§ **Problem to solve**: Could you filter the records below and return each line that holds "palette"?

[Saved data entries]
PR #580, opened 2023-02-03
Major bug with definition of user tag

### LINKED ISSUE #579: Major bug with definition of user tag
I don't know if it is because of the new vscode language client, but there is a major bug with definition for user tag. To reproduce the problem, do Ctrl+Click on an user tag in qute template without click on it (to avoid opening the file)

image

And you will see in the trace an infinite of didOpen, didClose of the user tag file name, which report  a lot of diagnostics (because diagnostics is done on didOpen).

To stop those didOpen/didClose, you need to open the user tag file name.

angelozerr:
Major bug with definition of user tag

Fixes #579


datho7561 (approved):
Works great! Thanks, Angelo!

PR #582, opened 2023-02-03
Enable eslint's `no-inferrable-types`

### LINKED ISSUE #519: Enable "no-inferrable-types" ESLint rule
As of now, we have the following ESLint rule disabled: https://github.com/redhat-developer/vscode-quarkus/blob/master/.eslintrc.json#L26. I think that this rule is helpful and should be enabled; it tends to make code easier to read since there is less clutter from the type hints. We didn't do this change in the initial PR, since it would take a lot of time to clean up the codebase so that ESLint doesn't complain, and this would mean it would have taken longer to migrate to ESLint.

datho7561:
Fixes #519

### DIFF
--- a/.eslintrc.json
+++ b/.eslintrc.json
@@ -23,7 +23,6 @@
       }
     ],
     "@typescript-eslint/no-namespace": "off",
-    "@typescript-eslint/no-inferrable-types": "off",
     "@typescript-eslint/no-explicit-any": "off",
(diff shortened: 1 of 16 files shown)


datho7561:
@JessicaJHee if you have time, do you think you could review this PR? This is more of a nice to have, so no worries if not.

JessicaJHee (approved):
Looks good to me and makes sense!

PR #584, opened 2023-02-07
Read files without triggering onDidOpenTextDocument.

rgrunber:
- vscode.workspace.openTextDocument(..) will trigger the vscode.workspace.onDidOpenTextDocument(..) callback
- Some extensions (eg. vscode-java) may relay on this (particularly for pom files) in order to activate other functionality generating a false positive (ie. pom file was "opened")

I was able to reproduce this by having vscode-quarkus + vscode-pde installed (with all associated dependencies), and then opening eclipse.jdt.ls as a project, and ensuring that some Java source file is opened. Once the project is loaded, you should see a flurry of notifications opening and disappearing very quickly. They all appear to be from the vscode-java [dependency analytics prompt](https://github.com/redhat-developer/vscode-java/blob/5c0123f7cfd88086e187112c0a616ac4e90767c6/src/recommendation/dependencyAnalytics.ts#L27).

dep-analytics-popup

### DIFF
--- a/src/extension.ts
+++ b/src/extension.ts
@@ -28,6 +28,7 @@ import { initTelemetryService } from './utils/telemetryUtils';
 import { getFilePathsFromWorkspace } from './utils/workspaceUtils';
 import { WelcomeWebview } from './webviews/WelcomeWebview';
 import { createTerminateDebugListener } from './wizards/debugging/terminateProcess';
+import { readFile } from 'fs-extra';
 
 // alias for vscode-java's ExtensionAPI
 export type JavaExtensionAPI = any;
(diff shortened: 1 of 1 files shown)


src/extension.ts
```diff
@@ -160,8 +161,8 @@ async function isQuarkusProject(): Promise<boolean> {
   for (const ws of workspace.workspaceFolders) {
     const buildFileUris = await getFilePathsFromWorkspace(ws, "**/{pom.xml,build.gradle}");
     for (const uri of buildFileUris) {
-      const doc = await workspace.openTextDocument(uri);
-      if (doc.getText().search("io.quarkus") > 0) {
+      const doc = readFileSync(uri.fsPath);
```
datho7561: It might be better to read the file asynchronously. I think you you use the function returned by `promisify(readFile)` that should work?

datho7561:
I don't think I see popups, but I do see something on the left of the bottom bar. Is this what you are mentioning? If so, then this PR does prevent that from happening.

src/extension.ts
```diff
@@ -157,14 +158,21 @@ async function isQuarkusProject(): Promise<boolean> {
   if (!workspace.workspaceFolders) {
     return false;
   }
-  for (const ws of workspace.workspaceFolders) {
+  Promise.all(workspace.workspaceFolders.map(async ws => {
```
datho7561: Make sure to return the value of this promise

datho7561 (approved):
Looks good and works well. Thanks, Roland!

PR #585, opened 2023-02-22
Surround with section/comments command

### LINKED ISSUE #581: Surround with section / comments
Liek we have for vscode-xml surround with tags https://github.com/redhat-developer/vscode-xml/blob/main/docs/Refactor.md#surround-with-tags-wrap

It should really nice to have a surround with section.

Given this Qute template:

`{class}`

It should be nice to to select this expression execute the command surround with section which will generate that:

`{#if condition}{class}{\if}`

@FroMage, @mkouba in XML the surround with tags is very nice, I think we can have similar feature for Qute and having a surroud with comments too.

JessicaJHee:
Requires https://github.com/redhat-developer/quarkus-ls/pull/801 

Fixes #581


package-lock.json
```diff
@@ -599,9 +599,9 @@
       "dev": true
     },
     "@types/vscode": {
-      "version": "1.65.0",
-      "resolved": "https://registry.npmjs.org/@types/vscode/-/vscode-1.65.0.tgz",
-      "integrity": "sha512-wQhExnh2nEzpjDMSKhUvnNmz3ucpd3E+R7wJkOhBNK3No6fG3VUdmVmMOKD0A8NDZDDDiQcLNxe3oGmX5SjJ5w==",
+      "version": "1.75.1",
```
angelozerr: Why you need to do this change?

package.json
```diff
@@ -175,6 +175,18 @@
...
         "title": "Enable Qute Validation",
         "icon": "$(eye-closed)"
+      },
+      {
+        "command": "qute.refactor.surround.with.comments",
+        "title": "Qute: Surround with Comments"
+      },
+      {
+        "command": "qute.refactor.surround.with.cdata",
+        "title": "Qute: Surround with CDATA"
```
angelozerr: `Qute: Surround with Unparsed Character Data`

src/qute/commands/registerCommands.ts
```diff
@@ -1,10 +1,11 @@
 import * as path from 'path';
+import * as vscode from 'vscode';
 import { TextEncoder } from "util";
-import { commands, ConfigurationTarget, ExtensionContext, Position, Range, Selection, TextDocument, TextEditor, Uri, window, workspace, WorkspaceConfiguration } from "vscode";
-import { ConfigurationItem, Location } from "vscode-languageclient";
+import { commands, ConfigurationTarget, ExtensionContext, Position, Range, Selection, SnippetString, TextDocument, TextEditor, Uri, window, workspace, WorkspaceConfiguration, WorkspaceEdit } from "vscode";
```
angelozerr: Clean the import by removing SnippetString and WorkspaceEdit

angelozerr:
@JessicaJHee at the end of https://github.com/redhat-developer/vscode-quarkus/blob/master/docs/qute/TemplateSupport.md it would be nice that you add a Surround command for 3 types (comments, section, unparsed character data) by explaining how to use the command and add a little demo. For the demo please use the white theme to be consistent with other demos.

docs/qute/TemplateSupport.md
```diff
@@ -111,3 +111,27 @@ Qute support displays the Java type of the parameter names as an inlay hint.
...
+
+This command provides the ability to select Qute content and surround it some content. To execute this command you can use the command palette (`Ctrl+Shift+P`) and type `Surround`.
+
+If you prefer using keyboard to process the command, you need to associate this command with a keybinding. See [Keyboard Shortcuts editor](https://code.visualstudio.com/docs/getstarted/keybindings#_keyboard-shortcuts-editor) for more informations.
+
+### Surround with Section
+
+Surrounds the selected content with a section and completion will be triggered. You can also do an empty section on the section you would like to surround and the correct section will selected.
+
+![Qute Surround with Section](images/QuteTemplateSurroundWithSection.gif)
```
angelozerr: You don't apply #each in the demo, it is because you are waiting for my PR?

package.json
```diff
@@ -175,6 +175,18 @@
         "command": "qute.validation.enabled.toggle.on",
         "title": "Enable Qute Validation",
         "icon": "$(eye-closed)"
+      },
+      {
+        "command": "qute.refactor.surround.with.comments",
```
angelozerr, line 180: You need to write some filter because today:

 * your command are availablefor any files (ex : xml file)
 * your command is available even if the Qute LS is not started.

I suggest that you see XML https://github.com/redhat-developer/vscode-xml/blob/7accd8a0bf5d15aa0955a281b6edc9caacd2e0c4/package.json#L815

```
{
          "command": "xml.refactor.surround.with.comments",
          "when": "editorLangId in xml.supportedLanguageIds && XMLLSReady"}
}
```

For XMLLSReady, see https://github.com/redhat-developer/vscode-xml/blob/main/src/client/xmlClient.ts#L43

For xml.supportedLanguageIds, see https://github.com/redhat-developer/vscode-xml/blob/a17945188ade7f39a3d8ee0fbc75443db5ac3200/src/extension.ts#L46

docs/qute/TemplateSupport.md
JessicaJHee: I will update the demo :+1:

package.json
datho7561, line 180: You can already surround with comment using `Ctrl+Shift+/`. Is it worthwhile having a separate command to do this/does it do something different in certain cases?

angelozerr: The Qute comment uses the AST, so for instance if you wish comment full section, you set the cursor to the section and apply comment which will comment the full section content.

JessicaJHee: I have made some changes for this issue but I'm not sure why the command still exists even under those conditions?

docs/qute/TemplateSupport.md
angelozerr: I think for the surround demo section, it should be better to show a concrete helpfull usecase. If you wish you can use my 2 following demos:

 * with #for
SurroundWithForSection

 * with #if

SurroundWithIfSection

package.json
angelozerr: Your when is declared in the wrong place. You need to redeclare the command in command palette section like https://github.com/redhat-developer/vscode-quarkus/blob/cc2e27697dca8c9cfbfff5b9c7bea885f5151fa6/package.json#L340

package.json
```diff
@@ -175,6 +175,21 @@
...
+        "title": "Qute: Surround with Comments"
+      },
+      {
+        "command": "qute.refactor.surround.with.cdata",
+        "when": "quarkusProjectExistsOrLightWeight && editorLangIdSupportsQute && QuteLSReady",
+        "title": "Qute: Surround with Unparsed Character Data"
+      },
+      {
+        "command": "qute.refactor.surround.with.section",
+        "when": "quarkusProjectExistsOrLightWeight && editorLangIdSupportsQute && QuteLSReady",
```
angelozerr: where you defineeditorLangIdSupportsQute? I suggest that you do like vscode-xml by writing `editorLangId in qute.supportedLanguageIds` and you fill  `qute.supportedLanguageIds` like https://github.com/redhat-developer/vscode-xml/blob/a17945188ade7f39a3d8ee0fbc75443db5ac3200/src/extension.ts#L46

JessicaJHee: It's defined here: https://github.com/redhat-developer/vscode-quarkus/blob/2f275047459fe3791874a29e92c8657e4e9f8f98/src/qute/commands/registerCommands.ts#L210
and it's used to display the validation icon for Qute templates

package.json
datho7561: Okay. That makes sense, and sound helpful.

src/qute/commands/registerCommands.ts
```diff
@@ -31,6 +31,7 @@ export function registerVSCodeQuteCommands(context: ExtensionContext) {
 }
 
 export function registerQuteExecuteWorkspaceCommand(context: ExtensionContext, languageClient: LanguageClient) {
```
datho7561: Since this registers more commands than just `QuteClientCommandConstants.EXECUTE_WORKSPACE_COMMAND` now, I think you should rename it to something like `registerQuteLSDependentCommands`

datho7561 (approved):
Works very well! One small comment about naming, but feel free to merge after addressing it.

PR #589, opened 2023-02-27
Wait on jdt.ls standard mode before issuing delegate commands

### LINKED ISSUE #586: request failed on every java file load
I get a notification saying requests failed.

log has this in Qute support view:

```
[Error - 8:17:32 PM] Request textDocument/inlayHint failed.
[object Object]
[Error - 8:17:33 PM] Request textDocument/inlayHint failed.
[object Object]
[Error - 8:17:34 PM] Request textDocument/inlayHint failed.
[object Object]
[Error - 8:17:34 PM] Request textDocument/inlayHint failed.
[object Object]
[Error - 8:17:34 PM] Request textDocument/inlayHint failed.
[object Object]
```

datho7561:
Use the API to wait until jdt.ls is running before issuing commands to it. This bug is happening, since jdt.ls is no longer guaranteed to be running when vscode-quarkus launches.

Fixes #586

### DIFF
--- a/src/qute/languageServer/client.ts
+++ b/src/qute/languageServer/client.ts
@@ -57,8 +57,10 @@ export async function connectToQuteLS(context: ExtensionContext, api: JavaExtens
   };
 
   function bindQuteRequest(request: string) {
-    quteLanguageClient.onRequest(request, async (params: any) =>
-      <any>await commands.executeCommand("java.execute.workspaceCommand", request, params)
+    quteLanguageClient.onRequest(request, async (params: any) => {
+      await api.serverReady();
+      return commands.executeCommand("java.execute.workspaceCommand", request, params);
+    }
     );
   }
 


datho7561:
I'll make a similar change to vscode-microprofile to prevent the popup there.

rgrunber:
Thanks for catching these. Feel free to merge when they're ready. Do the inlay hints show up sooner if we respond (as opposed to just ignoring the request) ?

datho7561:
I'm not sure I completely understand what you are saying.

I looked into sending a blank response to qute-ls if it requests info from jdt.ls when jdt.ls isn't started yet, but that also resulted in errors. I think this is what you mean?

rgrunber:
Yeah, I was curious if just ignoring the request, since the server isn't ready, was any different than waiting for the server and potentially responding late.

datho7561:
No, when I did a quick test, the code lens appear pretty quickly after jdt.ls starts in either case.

--

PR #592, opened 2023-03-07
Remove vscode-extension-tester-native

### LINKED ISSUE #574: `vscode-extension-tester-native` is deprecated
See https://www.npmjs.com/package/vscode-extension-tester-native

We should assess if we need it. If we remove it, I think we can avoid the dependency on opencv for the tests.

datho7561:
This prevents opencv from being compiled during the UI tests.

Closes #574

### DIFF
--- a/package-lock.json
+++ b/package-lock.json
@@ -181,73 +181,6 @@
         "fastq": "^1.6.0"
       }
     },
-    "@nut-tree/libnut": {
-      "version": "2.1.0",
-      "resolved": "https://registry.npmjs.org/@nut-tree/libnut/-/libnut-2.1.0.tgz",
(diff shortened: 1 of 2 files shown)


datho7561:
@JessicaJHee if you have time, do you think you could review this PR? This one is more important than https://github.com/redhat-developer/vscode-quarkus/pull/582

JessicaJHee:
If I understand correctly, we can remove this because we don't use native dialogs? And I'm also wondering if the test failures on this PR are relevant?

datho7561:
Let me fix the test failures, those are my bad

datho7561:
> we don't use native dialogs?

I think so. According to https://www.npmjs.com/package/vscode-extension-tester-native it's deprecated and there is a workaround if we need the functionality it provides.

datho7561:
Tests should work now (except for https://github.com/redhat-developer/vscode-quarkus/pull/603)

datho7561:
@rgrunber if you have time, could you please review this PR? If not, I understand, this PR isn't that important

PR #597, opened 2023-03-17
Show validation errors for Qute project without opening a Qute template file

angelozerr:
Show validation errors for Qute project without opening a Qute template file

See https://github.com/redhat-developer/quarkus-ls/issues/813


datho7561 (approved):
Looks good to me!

---

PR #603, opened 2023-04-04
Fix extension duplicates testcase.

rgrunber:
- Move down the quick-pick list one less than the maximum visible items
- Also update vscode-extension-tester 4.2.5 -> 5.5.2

§ **Response**:
+This command provides the ability to select Qute content and surround it some content. To execute this command you can use the command palette (`Ctrl+Shift+P`) and type `Surround`.
angelozerr: Your when is declared in the wrong place. You need to redeclare the command in command palette section like https://github.com/redhat-developer/vscode-quarkus/blob/cc2e27697dca8c9cfbfff5b9c7bea885f5151fa6/package.json#L340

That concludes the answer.